(Stored data)
------------
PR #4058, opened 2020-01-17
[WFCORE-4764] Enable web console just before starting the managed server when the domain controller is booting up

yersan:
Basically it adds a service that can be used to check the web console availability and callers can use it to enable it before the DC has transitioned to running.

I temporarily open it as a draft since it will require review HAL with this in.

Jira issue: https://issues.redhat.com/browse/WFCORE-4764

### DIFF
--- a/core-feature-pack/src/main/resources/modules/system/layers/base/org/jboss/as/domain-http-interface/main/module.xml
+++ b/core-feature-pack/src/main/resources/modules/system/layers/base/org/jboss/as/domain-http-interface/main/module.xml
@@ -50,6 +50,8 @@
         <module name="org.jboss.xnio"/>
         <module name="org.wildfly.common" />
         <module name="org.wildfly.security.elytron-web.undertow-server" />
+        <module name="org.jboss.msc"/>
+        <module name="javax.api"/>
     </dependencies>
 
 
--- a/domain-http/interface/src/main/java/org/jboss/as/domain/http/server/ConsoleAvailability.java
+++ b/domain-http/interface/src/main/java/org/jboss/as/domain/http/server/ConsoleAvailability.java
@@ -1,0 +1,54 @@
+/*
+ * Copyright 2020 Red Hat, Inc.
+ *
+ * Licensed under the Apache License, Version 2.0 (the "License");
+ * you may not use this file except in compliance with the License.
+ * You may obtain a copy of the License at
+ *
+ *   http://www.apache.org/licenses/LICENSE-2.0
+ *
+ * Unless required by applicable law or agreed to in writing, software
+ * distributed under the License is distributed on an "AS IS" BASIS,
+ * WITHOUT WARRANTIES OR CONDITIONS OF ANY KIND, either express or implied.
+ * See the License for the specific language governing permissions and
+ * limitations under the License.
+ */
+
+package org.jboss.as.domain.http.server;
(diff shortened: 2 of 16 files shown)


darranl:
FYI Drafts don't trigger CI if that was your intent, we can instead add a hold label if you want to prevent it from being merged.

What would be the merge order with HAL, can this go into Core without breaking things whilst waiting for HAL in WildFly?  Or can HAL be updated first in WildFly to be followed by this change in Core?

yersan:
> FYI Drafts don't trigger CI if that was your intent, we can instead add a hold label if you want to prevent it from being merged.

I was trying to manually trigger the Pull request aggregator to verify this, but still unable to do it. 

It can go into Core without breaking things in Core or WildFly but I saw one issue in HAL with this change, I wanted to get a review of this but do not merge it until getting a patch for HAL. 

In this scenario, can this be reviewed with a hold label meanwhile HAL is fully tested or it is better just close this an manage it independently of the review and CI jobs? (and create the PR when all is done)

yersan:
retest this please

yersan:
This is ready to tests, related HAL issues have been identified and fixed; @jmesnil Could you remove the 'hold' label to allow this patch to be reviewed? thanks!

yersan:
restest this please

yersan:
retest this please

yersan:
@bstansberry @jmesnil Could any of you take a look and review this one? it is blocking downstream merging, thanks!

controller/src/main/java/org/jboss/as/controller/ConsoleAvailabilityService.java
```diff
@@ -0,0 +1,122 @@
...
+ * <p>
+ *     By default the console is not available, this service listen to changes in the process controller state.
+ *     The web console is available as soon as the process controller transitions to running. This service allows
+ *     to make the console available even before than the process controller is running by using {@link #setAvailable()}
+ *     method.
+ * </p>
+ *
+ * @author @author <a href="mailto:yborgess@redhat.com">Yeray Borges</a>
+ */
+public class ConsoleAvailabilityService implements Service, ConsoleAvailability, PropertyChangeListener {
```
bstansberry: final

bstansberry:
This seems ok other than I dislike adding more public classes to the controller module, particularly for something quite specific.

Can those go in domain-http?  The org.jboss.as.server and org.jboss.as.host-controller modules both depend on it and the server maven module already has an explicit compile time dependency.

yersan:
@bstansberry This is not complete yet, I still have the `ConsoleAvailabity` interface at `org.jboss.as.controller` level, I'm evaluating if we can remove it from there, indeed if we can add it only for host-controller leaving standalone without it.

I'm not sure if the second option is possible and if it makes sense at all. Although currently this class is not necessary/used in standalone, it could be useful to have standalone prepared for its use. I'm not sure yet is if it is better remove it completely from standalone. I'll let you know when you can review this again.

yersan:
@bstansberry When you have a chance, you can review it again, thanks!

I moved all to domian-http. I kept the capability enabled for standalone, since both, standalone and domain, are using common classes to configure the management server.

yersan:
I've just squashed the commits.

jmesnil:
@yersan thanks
------------
* [Aim of the exercise]
Write out each line above containing "public".

* [Solution to the exercise]
+public class ConsoleAvailabilityService implements Service, ConsoleAvailability, PropertyChangeListener {
This seems ok other than I dislike adding more public classes to the controller module, particularly for something quite specific.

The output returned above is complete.